- **Task prompt**: Below are some entries. Copy each line that holds the string "requests".

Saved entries
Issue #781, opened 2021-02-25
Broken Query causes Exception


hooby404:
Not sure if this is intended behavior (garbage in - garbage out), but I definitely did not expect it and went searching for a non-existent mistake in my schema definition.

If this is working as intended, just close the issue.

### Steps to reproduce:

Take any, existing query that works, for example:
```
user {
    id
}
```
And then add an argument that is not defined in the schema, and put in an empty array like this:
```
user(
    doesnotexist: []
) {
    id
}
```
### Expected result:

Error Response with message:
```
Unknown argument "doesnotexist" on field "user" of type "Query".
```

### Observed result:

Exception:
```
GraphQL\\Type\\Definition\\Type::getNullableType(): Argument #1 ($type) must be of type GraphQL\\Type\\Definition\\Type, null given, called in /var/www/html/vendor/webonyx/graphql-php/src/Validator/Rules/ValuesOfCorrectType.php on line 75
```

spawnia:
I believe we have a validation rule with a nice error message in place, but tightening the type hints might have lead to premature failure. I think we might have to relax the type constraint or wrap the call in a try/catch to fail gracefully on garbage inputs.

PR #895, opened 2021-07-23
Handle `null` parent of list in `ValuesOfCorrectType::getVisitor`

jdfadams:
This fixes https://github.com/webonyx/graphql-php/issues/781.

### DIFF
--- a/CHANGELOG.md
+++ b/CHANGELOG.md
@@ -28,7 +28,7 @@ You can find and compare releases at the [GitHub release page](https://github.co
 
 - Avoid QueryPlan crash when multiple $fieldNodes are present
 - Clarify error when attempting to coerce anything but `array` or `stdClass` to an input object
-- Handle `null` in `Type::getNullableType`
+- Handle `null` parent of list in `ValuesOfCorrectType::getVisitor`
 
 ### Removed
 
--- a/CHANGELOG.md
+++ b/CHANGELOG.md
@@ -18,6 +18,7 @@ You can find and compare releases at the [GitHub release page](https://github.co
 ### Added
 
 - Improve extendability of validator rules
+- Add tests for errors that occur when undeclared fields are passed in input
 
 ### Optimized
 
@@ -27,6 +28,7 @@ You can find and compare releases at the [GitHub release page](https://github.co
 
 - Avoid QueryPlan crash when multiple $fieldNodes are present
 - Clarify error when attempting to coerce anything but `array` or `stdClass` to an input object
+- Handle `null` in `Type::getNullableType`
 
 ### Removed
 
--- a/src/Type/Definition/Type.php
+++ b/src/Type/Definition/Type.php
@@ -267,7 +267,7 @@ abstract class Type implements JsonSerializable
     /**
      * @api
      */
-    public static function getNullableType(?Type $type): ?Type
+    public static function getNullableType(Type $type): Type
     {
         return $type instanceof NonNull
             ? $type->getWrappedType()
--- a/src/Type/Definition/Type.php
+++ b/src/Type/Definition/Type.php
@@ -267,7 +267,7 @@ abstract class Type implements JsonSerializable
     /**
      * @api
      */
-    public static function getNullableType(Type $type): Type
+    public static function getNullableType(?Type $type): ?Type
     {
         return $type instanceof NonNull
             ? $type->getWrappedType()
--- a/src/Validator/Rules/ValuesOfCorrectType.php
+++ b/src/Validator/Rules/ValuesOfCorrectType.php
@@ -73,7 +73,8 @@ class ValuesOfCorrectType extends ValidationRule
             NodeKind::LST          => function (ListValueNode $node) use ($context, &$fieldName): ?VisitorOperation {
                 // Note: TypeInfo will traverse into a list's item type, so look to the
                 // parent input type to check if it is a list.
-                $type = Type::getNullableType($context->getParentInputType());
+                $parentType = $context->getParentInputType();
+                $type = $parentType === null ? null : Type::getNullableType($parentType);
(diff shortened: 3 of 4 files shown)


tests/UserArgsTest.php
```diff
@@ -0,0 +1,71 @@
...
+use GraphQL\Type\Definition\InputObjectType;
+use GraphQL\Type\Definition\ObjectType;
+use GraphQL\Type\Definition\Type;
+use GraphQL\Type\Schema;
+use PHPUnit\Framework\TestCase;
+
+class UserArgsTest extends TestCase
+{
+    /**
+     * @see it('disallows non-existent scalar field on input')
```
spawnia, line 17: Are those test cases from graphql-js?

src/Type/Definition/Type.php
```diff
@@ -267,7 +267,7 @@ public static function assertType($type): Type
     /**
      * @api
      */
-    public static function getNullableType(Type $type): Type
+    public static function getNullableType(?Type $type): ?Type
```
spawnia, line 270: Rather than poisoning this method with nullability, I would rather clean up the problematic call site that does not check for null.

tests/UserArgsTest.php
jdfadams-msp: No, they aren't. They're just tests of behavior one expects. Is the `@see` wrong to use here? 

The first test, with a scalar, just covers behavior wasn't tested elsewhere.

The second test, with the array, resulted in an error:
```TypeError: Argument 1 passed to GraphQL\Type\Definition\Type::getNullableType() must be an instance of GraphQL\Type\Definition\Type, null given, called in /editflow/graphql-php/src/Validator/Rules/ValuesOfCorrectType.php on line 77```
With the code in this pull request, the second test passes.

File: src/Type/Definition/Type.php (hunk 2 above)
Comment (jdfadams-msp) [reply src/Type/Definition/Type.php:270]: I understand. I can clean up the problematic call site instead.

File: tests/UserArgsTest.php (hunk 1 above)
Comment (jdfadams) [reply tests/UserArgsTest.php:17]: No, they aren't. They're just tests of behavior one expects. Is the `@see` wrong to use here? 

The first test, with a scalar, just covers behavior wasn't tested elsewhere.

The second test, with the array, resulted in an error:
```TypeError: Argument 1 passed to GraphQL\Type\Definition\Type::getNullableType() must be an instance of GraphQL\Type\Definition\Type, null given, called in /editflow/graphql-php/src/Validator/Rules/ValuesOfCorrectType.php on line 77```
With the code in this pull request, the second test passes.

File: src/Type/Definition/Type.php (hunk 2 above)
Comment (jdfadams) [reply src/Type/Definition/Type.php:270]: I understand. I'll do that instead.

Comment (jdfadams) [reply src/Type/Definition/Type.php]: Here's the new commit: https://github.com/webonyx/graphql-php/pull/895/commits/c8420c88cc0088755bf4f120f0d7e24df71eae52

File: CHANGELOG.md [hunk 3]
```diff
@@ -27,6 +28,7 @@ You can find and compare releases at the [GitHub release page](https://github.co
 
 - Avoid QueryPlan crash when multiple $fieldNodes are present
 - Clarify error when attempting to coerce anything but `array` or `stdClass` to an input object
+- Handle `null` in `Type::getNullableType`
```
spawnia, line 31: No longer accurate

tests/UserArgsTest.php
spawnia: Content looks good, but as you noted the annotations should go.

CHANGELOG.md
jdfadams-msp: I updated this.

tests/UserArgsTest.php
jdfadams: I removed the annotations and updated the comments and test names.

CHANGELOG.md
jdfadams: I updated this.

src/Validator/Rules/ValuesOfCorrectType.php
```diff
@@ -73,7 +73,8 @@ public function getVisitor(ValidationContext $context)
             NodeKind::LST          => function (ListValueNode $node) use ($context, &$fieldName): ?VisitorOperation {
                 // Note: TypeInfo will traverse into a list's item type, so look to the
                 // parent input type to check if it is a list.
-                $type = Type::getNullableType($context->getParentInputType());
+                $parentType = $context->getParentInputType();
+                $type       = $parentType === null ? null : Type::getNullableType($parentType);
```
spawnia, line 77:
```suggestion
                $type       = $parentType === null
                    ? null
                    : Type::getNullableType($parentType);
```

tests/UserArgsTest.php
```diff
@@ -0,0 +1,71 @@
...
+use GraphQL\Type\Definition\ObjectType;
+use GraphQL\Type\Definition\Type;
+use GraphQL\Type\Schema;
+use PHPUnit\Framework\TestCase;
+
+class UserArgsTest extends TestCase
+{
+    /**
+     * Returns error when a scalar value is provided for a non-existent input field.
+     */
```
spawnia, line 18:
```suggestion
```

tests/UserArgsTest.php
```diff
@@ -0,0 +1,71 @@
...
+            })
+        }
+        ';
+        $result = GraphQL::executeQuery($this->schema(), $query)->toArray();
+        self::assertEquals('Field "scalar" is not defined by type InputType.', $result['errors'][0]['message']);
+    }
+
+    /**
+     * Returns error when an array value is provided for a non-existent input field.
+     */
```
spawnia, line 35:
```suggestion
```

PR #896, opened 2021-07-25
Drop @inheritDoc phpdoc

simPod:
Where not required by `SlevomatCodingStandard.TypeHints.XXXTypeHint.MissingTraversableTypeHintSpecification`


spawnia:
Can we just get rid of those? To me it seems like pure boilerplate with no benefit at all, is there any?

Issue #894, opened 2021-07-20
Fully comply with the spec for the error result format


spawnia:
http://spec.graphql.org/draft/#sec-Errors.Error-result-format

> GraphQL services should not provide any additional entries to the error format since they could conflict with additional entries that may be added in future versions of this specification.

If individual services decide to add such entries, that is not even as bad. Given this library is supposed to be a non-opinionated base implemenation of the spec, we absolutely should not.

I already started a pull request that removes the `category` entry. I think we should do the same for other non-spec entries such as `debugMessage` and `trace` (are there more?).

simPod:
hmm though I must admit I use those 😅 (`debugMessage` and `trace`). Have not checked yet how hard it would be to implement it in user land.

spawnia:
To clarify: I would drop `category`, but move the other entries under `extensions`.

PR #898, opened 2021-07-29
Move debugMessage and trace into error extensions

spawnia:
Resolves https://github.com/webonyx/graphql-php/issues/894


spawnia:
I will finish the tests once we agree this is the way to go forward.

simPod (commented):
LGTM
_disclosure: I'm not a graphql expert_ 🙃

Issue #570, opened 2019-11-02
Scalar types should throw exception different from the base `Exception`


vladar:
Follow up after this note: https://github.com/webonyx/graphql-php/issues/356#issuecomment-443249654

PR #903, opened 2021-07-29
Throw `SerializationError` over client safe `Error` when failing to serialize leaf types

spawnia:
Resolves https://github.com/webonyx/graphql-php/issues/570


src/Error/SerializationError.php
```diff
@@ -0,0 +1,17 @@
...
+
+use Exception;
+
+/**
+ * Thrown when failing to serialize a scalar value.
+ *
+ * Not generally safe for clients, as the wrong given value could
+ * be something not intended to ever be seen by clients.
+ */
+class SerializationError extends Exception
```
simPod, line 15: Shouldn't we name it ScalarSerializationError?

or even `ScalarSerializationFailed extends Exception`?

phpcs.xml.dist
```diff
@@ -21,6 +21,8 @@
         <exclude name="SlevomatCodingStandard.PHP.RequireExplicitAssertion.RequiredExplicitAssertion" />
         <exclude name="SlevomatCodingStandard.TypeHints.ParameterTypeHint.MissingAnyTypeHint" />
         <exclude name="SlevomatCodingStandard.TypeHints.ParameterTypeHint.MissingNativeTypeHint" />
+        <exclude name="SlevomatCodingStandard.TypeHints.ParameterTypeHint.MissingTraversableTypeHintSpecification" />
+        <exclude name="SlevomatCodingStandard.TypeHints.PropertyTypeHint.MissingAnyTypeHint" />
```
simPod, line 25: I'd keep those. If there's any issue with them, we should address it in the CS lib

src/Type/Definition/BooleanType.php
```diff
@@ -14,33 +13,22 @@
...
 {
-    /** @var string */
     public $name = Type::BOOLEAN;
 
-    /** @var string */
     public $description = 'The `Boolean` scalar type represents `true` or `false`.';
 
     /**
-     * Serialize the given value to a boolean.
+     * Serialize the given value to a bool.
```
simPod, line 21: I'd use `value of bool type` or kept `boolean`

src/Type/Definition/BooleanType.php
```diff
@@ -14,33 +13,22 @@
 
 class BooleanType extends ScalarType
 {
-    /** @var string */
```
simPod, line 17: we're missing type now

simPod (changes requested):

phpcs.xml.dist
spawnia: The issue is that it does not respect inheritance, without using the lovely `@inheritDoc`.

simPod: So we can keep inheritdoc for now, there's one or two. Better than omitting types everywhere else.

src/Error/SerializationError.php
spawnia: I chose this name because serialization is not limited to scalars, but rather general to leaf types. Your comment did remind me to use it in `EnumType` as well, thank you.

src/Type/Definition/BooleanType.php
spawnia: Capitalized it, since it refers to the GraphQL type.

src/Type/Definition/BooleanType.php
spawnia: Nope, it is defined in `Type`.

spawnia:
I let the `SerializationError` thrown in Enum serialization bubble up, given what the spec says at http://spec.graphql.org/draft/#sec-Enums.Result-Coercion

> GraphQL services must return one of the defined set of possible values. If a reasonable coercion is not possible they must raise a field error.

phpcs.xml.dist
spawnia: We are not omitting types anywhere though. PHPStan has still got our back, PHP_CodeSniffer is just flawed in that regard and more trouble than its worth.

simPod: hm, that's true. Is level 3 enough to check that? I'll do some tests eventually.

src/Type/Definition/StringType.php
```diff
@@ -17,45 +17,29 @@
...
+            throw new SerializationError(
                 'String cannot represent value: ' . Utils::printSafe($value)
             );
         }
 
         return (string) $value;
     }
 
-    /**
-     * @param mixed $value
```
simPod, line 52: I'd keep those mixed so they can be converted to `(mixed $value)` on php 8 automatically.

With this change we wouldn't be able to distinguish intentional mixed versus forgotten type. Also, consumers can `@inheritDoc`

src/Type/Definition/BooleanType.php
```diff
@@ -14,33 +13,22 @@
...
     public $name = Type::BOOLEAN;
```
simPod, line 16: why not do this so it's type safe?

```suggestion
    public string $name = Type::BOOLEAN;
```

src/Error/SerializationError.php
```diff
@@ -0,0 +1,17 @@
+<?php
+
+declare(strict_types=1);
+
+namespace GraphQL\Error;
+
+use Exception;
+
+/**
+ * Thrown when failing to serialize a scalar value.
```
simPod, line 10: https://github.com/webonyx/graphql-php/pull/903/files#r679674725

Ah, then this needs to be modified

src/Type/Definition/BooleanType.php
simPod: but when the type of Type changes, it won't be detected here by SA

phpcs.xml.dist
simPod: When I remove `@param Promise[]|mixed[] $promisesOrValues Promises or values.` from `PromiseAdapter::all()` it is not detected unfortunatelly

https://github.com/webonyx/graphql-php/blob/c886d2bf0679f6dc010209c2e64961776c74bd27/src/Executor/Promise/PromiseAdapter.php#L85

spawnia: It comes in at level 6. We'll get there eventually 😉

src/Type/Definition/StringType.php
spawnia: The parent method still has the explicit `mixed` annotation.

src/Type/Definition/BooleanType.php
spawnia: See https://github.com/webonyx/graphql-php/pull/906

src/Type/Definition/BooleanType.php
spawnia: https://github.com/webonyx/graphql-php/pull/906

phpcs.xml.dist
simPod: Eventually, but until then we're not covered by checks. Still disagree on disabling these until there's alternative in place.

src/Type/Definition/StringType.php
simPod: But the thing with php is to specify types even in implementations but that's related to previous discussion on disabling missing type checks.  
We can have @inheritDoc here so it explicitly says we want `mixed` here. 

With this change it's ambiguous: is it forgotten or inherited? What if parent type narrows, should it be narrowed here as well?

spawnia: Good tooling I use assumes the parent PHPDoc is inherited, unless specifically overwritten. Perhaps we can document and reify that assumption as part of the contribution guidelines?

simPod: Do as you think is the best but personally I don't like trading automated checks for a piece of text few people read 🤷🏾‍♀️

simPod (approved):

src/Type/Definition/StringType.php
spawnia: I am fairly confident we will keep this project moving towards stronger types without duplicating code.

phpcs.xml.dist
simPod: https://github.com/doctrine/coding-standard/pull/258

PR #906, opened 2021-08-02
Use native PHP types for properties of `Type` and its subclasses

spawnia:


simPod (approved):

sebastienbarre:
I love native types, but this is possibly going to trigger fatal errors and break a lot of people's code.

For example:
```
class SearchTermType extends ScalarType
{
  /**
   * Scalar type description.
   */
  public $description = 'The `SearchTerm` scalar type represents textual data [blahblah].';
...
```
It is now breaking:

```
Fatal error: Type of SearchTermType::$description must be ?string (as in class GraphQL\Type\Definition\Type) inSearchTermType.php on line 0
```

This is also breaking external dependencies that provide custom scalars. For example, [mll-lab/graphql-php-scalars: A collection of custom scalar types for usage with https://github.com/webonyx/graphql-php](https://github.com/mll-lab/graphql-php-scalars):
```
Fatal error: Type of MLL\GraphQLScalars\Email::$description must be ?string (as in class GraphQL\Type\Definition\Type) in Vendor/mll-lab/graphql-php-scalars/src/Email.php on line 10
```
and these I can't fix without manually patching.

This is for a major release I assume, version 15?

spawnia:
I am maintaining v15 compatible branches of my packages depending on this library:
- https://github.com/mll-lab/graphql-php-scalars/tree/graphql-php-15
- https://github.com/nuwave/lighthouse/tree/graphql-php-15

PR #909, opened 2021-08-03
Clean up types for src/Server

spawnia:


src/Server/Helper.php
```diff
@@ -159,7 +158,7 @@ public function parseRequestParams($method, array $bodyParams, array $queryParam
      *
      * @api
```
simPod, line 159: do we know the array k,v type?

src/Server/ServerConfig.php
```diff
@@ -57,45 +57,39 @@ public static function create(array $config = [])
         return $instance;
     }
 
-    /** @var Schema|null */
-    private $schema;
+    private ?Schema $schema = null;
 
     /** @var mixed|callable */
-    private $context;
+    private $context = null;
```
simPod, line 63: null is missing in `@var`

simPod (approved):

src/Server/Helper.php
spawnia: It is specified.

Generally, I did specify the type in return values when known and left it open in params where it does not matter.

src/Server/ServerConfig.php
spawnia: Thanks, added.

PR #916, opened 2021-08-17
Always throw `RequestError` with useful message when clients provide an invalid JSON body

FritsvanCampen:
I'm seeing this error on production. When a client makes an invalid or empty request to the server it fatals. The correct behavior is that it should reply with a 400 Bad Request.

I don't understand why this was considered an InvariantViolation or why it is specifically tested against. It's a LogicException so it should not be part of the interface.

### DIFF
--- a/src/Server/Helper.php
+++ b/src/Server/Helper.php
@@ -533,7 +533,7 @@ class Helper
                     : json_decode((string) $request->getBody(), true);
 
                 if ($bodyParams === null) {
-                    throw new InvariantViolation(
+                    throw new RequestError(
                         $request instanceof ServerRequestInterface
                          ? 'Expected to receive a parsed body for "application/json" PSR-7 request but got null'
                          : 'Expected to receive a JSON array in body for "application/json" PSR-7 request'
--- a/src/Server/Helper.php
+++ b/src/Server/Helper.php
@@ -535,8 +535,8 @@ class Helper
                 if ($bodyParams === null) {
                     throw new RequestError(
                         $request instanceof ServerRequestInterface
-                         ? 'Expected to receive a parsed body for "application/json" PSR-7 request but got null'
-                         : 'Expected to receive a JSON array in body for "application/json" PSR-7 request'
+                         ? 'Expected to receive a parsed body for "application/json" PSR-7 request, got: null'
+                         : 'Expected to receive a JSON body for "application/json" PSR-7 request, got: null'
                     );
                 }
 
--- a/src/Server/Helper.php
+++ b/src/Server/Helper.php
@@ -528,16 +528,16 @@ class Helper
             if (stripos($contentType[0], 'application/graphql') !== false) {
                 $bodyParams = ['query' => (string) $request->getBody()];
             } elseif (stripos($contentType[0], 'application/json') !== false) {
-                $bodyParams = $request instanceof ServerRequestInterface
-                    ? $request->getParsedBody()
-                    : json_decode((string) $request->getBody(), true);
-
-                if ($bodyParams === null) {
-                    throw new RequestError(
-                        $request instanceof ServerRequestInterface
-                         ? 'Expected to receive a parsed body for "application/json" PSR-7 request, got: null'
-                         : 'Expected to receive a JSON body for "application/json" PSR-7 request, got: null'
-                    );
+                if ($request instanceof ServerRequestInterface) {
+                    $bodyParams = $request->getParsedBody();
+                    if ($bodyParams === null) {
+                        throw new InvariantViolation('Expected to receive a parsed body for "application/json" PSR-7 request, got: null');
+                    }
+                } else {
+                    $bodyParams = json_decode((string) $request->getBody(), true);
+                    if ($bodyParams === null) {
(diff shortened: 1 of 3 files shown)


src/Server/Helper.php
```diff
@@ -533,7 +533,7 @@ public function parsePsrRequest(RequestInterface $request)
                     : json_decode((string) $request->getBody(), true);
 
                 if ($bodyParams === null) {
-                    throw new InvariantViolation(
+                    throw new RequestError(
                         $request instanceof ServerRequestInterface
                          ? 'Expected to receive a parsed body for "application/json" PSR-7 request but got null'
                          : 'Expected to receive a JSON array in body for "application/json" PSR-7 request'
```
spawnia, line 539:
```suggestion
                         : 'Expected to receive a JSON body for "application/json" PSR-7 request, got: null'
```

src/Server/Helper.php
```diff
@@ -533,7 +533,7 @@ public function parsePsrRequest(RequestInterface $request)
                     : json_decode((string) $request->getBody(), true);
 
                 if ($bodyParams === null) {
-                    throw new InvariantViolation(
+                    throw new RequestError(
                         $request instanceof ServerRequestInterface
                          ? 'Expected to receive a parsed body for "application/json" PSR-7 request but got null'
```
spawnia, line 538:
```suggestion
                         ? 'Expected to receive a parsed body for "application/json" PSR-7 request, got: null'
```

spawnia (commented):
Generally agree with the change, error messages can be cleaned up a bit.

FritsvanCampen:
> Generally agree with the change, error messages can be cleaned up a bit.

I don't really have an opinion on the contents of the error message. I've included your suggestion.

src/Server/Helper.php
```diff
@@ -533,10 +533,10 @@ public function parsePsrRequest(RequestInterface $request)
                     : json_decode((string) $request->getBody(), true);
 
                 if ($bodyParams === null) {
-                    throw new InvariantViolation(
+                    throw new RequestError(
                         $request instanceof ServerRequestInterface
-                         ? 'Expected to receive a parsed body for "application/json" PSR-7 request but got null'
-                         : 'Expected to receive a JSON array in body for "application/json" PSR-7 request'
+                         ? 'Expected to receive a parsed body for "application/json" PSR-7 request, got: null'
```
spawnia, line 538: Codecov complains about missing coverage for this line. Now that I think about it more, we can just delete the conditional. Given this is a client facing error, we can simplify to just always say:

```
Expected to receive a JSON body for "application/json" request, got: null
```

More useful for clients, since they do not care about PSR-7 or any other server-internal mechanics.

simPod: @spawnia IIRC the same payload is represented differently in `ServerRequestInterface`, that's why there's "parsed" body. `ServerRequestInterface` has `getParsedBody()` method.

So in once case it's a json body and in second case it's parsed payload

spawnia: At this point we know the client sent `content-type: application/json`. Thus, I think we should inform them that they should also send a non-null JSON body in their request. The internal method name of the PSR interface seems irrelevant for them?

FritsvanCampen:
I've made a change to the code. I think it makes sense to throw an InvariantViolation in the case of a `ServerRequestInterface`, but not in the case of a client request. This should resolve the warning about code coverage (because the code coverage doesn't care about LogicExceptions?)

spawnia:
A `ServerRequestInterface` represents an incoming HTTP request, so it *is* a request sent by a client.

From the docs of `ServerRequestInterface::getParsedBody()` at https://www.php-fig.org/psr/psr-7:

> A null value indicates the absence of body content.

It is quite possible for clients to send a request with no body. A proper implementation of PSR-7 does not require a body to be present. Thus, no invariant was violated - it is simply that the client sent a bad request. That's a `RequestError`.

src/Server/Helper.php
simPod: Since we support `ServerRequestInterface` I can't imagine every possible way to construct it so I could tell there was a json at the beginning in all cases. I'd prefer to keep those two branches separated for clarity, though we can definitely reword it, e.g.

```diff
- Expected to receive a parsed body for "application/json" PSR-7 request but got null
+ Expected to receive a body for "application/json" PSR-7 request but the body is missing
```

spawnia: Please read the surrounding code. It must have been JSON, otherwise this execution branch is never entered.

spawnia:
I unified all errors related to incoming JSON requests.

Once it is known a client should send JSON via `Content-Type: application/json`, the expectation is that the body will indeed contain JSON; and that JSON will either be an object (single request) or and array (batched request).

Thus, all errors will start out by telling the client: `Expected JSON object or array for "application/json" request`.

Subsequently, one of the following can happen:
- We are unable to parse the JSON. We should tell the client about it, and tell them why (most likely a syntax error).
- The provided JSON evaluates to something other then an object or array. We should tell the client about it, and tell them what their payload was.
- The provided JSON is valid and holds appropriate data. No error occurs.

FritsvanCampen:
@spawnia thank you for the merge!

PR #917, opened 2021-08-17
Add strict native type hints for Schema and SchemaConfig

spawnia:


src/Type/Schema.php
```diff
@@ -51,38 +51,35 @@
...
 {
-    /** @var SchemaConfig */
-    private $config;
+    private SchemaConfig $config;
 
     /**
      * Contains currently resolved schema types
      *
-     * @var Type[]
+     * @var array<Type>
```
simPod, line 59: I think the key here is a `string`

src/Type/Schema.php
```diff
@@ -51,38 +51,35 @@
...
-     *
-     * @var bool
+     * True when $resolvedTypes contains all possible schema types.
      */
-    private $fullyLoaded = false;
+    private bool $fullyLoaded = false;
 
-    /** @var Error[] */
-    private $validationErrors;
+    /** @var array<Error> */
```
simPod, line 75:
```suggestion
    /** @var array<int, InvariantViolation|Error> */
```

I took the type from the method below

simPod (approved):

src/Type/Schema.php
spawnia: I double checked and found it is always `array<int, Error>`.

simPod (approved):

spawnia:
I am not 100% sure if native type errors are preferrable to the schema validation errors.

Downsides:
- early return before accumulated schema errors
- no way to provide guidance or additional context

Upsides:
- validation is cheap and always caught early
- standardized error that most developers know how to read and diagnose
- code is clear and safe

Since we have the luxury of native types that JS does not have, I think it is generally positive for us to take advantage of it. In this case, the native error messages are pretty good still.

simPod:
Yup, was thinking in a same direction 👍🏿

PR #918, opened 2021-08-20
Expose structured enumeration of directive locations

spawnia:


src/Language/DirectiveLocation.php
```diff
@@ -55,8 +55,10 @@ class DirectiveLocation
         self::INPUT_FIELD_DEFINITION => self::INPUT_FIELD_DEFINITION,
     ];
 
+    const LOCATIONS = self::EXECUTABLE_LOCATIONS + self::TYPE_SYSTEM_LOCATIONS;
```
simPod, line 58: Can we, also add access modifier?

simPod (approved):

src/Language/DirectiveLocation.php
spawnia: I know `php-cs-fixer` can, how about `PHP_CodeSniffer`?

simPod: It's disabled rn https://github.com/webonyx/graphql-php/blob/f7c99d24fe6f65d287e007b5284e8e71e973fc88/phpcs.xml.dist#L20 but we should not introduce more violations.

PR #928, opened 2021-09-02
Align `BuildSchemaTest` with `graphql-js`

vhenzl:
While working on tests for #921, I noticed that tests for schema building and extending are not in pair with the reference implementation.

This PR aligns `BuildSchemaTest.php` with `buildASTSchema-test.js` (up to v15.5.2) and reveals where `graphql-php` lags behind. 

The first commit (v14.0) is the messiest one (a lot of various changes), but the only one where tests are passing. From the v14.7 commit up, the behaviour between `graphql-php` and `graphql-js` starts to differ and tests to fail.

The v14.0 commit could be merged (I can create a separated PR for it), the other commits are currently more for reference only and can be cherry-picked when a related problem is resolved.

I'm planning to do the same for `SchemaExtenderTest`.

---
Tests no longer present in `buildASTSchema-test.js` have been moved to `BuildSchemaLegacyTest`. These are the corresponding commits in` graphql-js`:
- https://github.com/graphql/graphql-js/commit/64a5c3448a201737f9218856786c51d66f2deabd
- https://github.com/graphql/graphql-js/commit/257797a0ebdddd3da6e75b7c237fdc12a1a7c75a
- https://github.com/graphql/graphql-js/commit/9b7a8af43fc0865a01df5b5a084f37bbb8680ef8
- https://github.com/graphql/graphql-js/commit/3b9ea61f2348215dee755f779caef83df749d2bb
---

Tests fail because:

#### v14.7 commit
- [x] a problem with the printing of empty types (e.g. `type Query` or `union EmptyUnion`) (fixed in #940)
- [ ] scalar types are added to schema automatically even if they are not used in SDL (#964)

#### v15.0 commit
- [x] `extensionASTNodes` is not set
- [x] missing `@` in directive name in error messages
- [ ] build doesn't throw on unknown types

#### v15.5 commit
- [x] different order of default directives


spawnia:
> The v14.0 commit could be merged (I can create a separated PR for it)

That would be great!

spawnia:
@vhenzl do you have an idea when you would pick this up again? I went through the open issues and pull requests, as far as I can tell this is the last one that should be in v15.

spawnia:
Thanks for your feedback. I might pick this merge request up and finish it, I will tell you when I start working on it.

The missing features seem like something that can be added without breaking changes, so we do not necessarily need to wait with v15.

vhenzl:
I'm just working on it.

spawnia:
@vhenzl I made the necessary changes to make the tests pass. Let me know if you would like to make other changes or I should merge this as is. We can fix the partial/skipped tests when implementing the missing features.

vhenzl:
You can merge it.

- **Solution**:
I unified all errors related to incoming JSON requests.
@vhenzl do you have an idea when you would pick this up again? I went through the open issues and pull requests, as far as I can tell this is the last one that should be in v15.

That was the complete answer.